Митрополит как бы проникнул в тайные мысли Софьи Витовтовны и произнес:
— Кроме Бога и Пресвятой Богородицы, уповать государю не на кого. Среди людей вражда и несогласие царствуют. Самое родство и свойство не делают человека милостивым к ближнему своему. А Господь человеколюбец есть.
— И Господь помилует нас, по заступничеству Пречистой Девы Марии! — заключила вдовствующая великая княгиня и упала на колени перед иконами, молясь за сына своего и за землю Русскую.
Киприан выбрал из среды московского духовенства наиболее почтенных лиц, известных строгостью своей жизни, снабдил их дорожными припасами, дал им «открытую грамоту» за подписью своей руки на тот случай, чтобы во Владимире никто не препятствовал взять им святую икону, и отправил выборных в путь в тот же вечер, не мешкая ни одной минуты.
Порядочное число благочестивых москвичей, из ревности к святому делу, примкнули к посланному духовенству, чтобы участвовать в перенесении чудотворной иконы Божией Матери.
Исполнивши поручение великого князя, сообразное с собственным желанием, митрополит написал ответную грамотку в Коломну и отправил ее с гонцом князя Владимира Андреевича, отписавшего государю о градских делах и о новом посланце Тохтамыша, требующего пятьдесят тысяч воинов для успешной борьбы с Тамерланом.
— А наутрие я в Троицкую обитель поеду, — сказал владыка, выходя от князя Владимира Андреевича. — Великий постник и молитвенник Сергий-игумен, помолится он за Русскую землю.
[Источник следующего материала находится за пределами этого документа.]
PR #1743, opened 2020-09-15
Define test data for user and project, using new core package

emmenko:
Trying to play around and test the new `@commercetools-test-data/core` package for building test data models.

I have some questions regarding defining the generator/transformer for the user + project, but I need to have a chat with @tdeekens first to clarify some points.


tdeekens (commented):
Looks razor sharp. Thanks for pushing the idea here.

emmenko:
This now should correctly implement the transformers for the permissions -> allAppliedPermissions (etc).

As a result of this, there is a pending fix in the test-data repo: https://github.com/commercetools/test-data/pull/4

test-data/project/fields/applied-menu-visibilities/transformers.ts
```diff
@@ -0,0 +1,25 @@
...
+const upperFirst = (value: string): string =>
+  value.charAt(0).toUpperCase() + value.slice(1);
+
+const transformers = {
+  graphql: Transformer<TMenuVisibilities, TAppliedMenuVisibilitiesGraphql>(
+    'graphql',
+    {
+      replaceFields: ({ fields }) =>
+        Object.entries(fields).map(([key, value]) => ({
+          __typename: 'AppliedMenuVisibilities',
```
tdeekens, line 17: Can‘t this be an add field.

test-data/project/generator.ts
```diff
@@ -0,0 +1,34 @@
...
+    // The following fields are built in the builder
+    owner: null,
+    suspension: null,
+    expiry: null,
+    permissions: null,
+    actionRights: null,
+    menuVisibilities: null,
+    dataFences: null,
+  },
+  postBuild: (project) => {
```
tdeekens, line 28: Might be possible setting it to null and then replaceField. To not depend in test-data-bot for it.

tdeekens (commented):
Looks very very promising. Thanks for pushing the topic!

test-data/project/fields/applied-menu-visibilities/transformers.ts
emmenko: If you use `replaceFields` you can't (and does not make sense) to use `addFields` or `removeFields`.

emmenko:
Anything else to add/change here? @tdeekens @adnasa

tdeekens (approved):
Nope. This is awesome.

adnasa (approved):
love it

PR #1754, opened 2020-09-24
fix(application-shell): to support token retry on mc backend graphql …

tdeekens:
#### Summary

The Merchant Center backend has various GraphQL queries and mutations it supports. For instance project creation. For these queries our so called "token with context" is required. If the token is lacking the right scopes or is invalid we should also retry the request upon a `401`.

I noticed this bug internally when creating a project. Without a prior successful request to our platform APIs the request fails. It doesn't retry however even though it returns a `401` with `invalid_token`. I assume that this is the reason.


emmenko:
Thanks. Do you remember why we limited the retry to only certain graphql targets?

emmenko (approved):

tdeekens:
> Thanks. Do you remember why we limited the retry to only certain graphql targets?

Not fully. Maybe just to control it. My assumption is that when introduced we didn't have a powerful enough schema in the MC backend to need token retrying. Now we do and forgot to add it.

packages/application-shell/src/apollo-links/token-retry-link.spec.js
```diff
@@ -214,4 +214,12 @@ describe('supported GraphQL targets', () => {
       })
     ).toBe(true);
   });
+
+  it('should not support the `merchant center backend service` GraphQL target', () => {
```
adnasa, line 218: should not support?

adnasa (approved):

packages/application-shell/src/apollo-links/token-retry-link.spec.js
tdeekens: Thanks!

packages/application-shell/src/components/fetch-project/fetch-project.spec.js
```diff
@@ -52,7 +52,7 @@ describe('rendering', () => {
   it('should render error state', async () => {
     mockServer.use(
       graphql.query('FetchProject', (req, res, ctx) => {
-        return res.once(ctx.status(401));
+        return res.data(ctx.status(401));
```
tdeekens, line 55: @emmenko this is actually a very nice catch. The project query will fail once with 401 then result in data being loaded after.

So the fact is that the query can load twice until you get an error. I am trying to think if this is problematic but I think not. What do you think?

emmenko: Hmm let me think. Now that I see this, I'm actually wondering how is this even working...shouldn't we define the main mock in the `setupServer` as `res.once`? 🤔

tdeekens: Yeah, I think that's a bit what we talked about yesterday. `res.once` is actually quite powerful. We might want to use it as the default more. While having mock handlers local is often easier to maintain than this global catch-all stuff also if it's a bit more redundant.

I tried to improve it in ac18bf5. I find such tests incredibly powerful to be honest ⭐.

packages/application-shell/src/components/fetch-project/fetch-project.spec.js
```diff
@@ -44,20 +33,71 @@ const renderProject = (options) =>
...
 describe('rendering', () => {
-  it('should fetch project and pass data to children function', async () => {
-    renderProject();
-    await waitForElementToBeRemoved(() => screen.getByText('loading...'));
-    expect(screen.getByText(/Test 1/i)).toBeInTheDocument();
+  describe('when fetching project succeeds', () => {
+    it('should fetch project and pass data to children function', async () => {
+      mockServer.use(
+        graphql.query('FetchProject', (req, res, ctx) =>
+          res.once(
```
emmenko, line 40: If you're doing it like this (define the mock for each test), there is no need to use `res.once`.

Using `res.once` is only useful if you have multiple mocks for the same query in the same test.
After each test, the mocks are reset.

packages/application-shell/src/components/fetch-project/fetch-project.spec.js
```diff
@@ -12,18 +12,7 @@ import FetchProject from './fetch-project';
 
 jest.mock('@commercetools-frontend/sentry');
 
-const mockServer = setupServer(
-  graphql.query('FetchProject', (req, res, ctx) =>
```
emmenko, line 16: The idea of having this here was that in the tests we don't need to provide any mocks.

packages/application-shell/src/components/fetch-project/fetch-project.spec.js
tdeekens: Yes, but both mocks operate on the same query. So I want to make sure to respond with one first once and then the other second. 

Can you maybe commit the change your suggesting? I don't fully understand the change request being made.

packages/application-shell/src/components/fetch-project/fetch-project.spec.js
tdeekens: Okay, what's the change request being made? Can you commit it maybe if you've something in mind?

packages/application-shell/src/components/fetch-project/fetch-project.spec.js
emmenko: Sure, let me try

emmenko: Please have a look: https://github.com/commercetools/merchant-center-application-kit/pull/1754/commits/19659837f407a3ac356854342a2f35ca65dcd9d8

tdeekens: Got cha. Still not to fond of global setup or mocks but that is subjective:)

tdeekens:
Tests now fail continuously on CI. Having a look. So far hard to reproduce locally.

tdeekens:
I can't reproduce the failure so far. I also can't see why it happens. Maybe @emmenko you have a hunch?

PR #1756, opened 2020-09-25
fix(app-shell): error link to support opting out of token retry

tdeekens:
#### Summary

This pull request improve our `error-link` to allow opting out of token retrying.

#### Description

In a prior pull request we allowed token retrying on the MC API. That is fine. We also added opting out of token retrying via a `context.skipTokenRetry`. While integrating we noticed that token retry still happens on the `AmILoggedIn`-query. Opon investigation it was noticed that it's _not_ the `token-retry-link` which is triggering the token retry in the non authenticated case. But the `error-link`. As both links share little to no code this issue slipped through. This pull request builds up a shared utils between all links and fixes the error link to skip token retry when the respective context variable is set.


packages/application-shell/src/apollo-links/token-retry-link.spec.js
```diff
@@ -227,47 +225,3 @@ describe('tokenRetryLink', () => {
     });
   });
 });
-
-describe('supported GraphQL targets', () => {
```
tdeekens, line 231: Moved to util

packages/application-shell/src/apollo-links/token-retry-link.ts
```diff
@@ -1,55 +1,12 @@
...
 
 import { RetryLink } from 'apollo-link-retry';
+import { STATUS_CODES } from '@commercetools-frontend/constants';
 import {
-  STATUS_CODES,
-  GRAPHQL_TARGETS,
-} from '@commercetools-frontend/constants';
-import { SUPPORTED_HEADERS } from '../constants';
-
-type TTokenRetryGraphQlTarget =
```
tdeekens, line 10: Moved to util.

emmenko (approved):
Looks good, I also don't recall why we did it that way.
Thanks again for fixing that!

PR #1764, opened 2020-09-28
fix(app-shell): to handle errors without extentions property

tdeekens:
#### Summary

This pull request fixes token regeneration for GraphQL APIs which do not have an `extentions` property.

#### Description

Some internal APIs do not expose an `extensions` property but an error which looks e.g. like this

```json
{"statusCode":401,"message":"invalid_token","errors":[{"code":"invalid_token","message":"invalid_token"}],"error":"invalid_token"}
```

As a result I propose that we don't only assume a GraphQL error based on the presence of the `extensions` property but also based on the `message` property which is part of the `GraphQLError` type. Please note that `code` is actually not part of it.

### DIFF
--- a/packages/application-shell/src/apollo-links/error-link.spec.js
+++ b/packages/application-shell/src/apollo-links/error-link.spec.js
@@ -56,7 +56,7 @@ describe('with unauthenticated error', () => {
     let resolvedResponse;
     const responses = {
       success: { data: { sample: { id: 'sample-id' } } },
-      unauthenticated: {
+      unauthenticatedWithExtensionCode: {
         data: null,
         errors: [
           {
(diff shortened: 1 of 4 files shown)


packages/application-shell/src/apollo-links/error-link.spec.js
```diff
@@ -66,48 +66,102 @@ describe('with unauthenticated error', () => {
           },
         ],
       },
+      unauthenticatedWithStatusCode: {
+        data: null,
+        statusCode: 401,
+        errors: [
+          {
+            message: 'invalid_token',
```
tdeekens, line 74: The `code` is not standard so we should just use message I suppose.

packages/application-shell/src/apollo-links/error-link.spec.js
```diff
@@ -66,48 +66,102 @@ describe('with unauthenticated error', () => {
...
     };
     describe('when token retry is not skipped', () => {
-      beforeEach(async () => {
-        const debugLink = new ApolloLink((operation, forward) => {
-          context = operation.getContext();
-          operation.setContext({
-            headers: {
-              'X-Graphql-Target': GRAPHQL_TARGETS.COMMERCETOOLS_PLATFORM,
-            },
+      describe('when unauthorized via extension code', () => {
```
tdeekens, line 80: The old test.

packages/application-shell/src/apollo-links/error-link.spec.js
```diff
@@ -66,48 +66,102 @@ describe('with unauthenticated error', () => {
...
+              'X-Force-Token': 'true',
+            })
+          );
+        });
+        it('should eventually resolve with data', () => {
+          const [{ values }] = resolvedResponse;
+          expect(values).toEqual([responses.success]);
+        });
       });
+      describe('when unauthorized via status code', () => {
```
tdeekens, line 123: The new test.

packages/application-shell/src/apollo-links/error-link.ts
```diff
@@ -36,8 +36,12 @@ const errorLink = onError(
       const context = operation.getContext() as TApolloContext;
 
       for (const err of graphQLErrors) {
+        const isNonAuthenticatedViaExtensionCode =
+          err?.extensions?.code === 'UNAUTHENTICATED';
+        const isNonAuthenticatedViaCode = err?.message === 'invalid_token';
```
tdeekens, line 41: Just moved up for clarity.

packages/application-shell/src/apollo-links/utils.ts
```diff
@@ -60,7 +60,11 @@ const isGraphQLError = (
   error: ErrorResponse['graphQLErrors']
 ): error is GraphQLError[] =>
   Array.isArray(error) &&
-  error.some((err) => (err as GraphQLError).extensions !== undefined);
+  error.some(
+    (err) =>
+      (err as GraphQLError).message !== undefined ||
+      (err as GraphQLError).extensions !== undefined
```
tdeekens, line 66: I think message is even required on any `GraphQLError` according to the type. Maybe it alone is enough. Open for a discussion.

packages/application-shell/src/apollo-links/error-link.ts
emmenko, line 41: Should we mention here that this is a "workaround"? At least for us for future references or something.

packages/application-shell/src/apollo-links/error-link.spec.js
```diff
@@ -66,48 +66,102 @@ describe('with unauthenticated error', () => {
           },
         ],
       },
+      unauthenticatedWithStatusCode: {
+        data: null,
+        statusCode: 401,
```
emmenko, line 71: Is this correct?

emmenko (approved):
Thanks, looks good  and it should be "good enough" for now.

packages/application-shell/src/apollo-links/error-link.spec.js
tdeekens: Yeah, but we can remove it. Some APIs add a statusCode property.

tdeekens: Removed.

packages/application-shell/src/apollo-links/error-link.ts
tdeekens: Added a comment.

PR #1766, opened 2020-09-28
fix(website): links to other microsites to use the new paths

emmenko:


tdeekens (approved):
Nice one. I guess we wait until the other ones are live tomorrow?

PR #1767, opened 2020-09-29
chore(package.json): upgrade ui-kit

adnasa:
#### Summary

- upgrade ui-kit
- extracted from https://github.com/commercetools/merchant-center-application-kit/pull/1758


mohib0306 (approved):
Nice, no visual changes.

emmenko:
Changeset is missing

adnasa:
> Changeset is missing

I didn't think that changeset was needed for dep updates, but sure no problem :)

tdeekens:
> I didn't think that changeset was needed for dep updates, but sure no problem :)

It is. Otherwise no package will be published and no consumer will be able to consume the updated package with the dependency update. In tern following changes towards individual packages and their changesets will lead to packages being published with different dependency versions.

Assume updating ui-kit for A,B and C without a changeset. Then changing something in A while adding a changeset and publishing it. Now B and C have an old version of the dependency while A is updated as it was changed after the dependency update.

adnasa:
thanks for the example

tdeekens (approved):

emmenko (approved):

PR #2802, opened 2022-09-12
Fix page title re-render issue with title still displaying previous location.

ddouglasz:
Fix page title re-render issue with title still displaying previous location instead of the current one.

Navigating to a new page actually persists the initial value, as a result, returning from a `products/<products_id>` page to say `/products` page, the title would still remain as though it was still in the `products/<products_id>` page instead of updating to the new location, in this case, `/products` .


emmenko (approved):
💯

tdeekens (approved):

PR #2807, opened 2022-09-15
fix: disable redux serializable check

emmenko:
Leftover of #2776


packages/application-shell/src/configure-store.ts
```diff
@@ -122,10 +122,7 @@ export const createReduxStore = (
       sdkMiddleware,
       ...getDefaultMiddleware({
         // https://redux-toolkit.js.org/usage/usage-guide#working-with-non-serializable-data
-        serializableCheck: {
-          // Ignore these field paths in all actions
-          ignoredActionPaths: ['dismiss'],
-        },
+        serializableCheck: false,
```
emmenko, line 125: This was the original behavior (no check) so let's just keep it like this for simplicity.

Rhotimee (approved):
👍🏽

PR #2813, opened 2022-09-19
refactor(pages): Move form control to the same line as title row.

Rhotimee:
#### Summary
Remove unnecessary space from form control, making the layout more compact

#### Screenshots
Before
image

After
image

### DIFF
--- a/packages/application-components/src/components/detail-pages/custom-form-detail-page/custom-form-detail-page.tsx
+++ b/packages/application-components/src/components/detail-pages/custom-form-detail-page/custom-form-detail-page.tsx
@@ -12,6 +12,7 @@ import Spacings from '@commercetools-uikit/spacings';
 import PageHeaderTitle from '../../internals/page-header-title';
 import PageTopBar from '../../internals/page-top-bar';
 import { ContentWrapper, PageWrapper } from '../../internals/page.styles';
+import { FormControlContainer } from '../../internals/form-control.styles';
 
 const DetailPageContainer = styled.div`
   background-color: ${customProperties.colorNeutral95};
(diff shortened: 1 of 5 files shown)


emmenko:
Could you provide some screenshots (before/after) to have a better idea of what exactly changed? Thanks

Rhotimee:
> Could you provide some screenshots (before/after) to have a better idea of what exactly changed? Thanks

Updated.

emmenko:
Wait a second, in the detail page we also have the form controls in a separate row

image

What's the reason for changing this for the main page? I'm a bit confused now 🤔

Rhotimee:
> Wait a second, in the detail page we also have the form controls in a separate row
> What's the reason for changing this for the main page? I'm a bit confused now 🤔

This was changed in the [design](https://commercetools.invisionapp.com/spec/cl5s2aq2u0zbx01zefyvi86p3/select). 
@FilPob and I also talked about this.

emmenko:
We should be consistent with the detail pages, one way or the other. @FilPob Can you provide some guidance which way it should be?
Either way, it needs to be consistent.

FilPob:
> 

I thought the form controls would never be in a separate row which occupies the full width. It's like that in Modal pages and also in the tabular detail page... So I guess then it's rather the non-tabular detail page which should be adjusted. Otherwise the form controls take an unnecessary amount of vertical space.

FilPob:
Also in the tabular detail page we have form controls which are in the same line as the tabs 
image

emmenko:
You mean to be like this?

image

FilPob:
Yes :)

emmenko:
Great, thanks.

@Rhotimee Can you take care of this? Thanks

Rhotimee:
> Great, thanks.
> 
> @Rhotimee Can you take care of this? Thanks

Sure 👍🏽

packages/application-components/src/components/detail-pages/custom-form-detail-page/custom-form-detail-page.tsx
```diff
@@ -87,18 +88,22 @@ const CustomFormDetailPage = (props: CustomFormDetailPageProps) => {
...
-              subtitle={props.subtitle}
-              titleSize="big"
-            />
-          )}
-          {!props.hideControls && props.formControls && (
-            <Spacings.Inline justifyContent="flex-end">
-              {props.formControls}
-            </Spacings.Inline>
-          )}
+          <Spacings.Inline scale="l" justifyContent="space-between">
```
emmenko, line 91: This is not correct. The `customTitleRow` should be in its own row.

image

emmenko (changes requested):
Hmm I don't think this is the right approach. Please also make sure the different layout combinations are correct. It might be that we also need to add one or two more VRTs.

I suppose all (form) pages (modal, detail, main) should have the same layout for the title, form controls, etc.
Maybe we should try to unify that logic.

И я помолюсь с ним — и Бог подаст по молитвам его. А молитва моя, вестимо, впрок не пойдет. Куда мне, многогрешному!..
— По смирению своему уничижаешь ты себя, владыка, — возразил ему вслед Владимир Андреевич, знавший подвижническую жизнь митрополита, — но я от души скажу: достойнейший архипастырь ты после святителей московских Петра и Алексия, святое житие коих всей Руси было ведомо!
— Ах, князь!.. Хвала суетная и ложная, а тем паче незаслуженная!.. — отмахнулся скромный святитель и уехал в Симонов монастырь, откуда он намерен был отправиться утром в Троицкую обитель, к славному подвижнику Сергию.
На Руси немногие не знали или, по крайней мере, не слыхали про монастырь Живоначальной Троицы, основанный пустынником Сергием. Сначала в обители нищета была такая, что книги писались на бересте, а вместо восковых свеч и лампад при богослужении зачастую горела лучина; сосуды тоже были деревянные. Иногда даже не находилось горсточки пшеницы для просфор, и нужду иноки терпели страшную. Но вот пронеслась по окрестным городам и селам молва о славном угоднике Божием, и множество людей — и простых, и знатных — потянулись в обитель. Пустынник Сергий, как рассказывали, воскресил мертвого ребенка, исцелил бесноватого вельможу, вызвал из земли ключ чистой воды, не достававшей обители, и православный люд толпами валил в тихое пристанище иноков, протаптывая и расширяя дороги, ведущие к монастырю. Пожертвования стекались со всех сторон, во всем настало изобилие, но игумен Сергий и братия ни в чем не изменили своей жизни: по-прежнему ходили они в бедных одеждах из грубого самодельного холста, по-прежнему работали с утра до ночи в поле, вырубая лес и возделывая пашни; игумен даже сам носил дрова и воду в пекарню, ни в чем не отставая от других. Но храмы Божии и монастырские строения воздвигались и украшались с каждым годом; вокруг обители была построена деревянная ограда; священные сосуды и облачения стали благолепные. Великий князь Дмитрий Иванович глубоко почитал Сергия и три раза посылал его в Нижний Новгород, Ростов и Рязань для умиротворения беспокойных князей, не признававших главенства Москвы. При кончине Дмитрия Ивановича святой подвижник находился при нем и с другим игуменом подписал достопамятное завещание умирающего, которым устанавливалось, что с тех пор стол великокняжеский должен переходить не к старшему в роде, а от отца к сыну. Таким образом, он как бы скрепил тот акт, которым введено в России самодержавие, собравшее наше разделенное отечество воедино.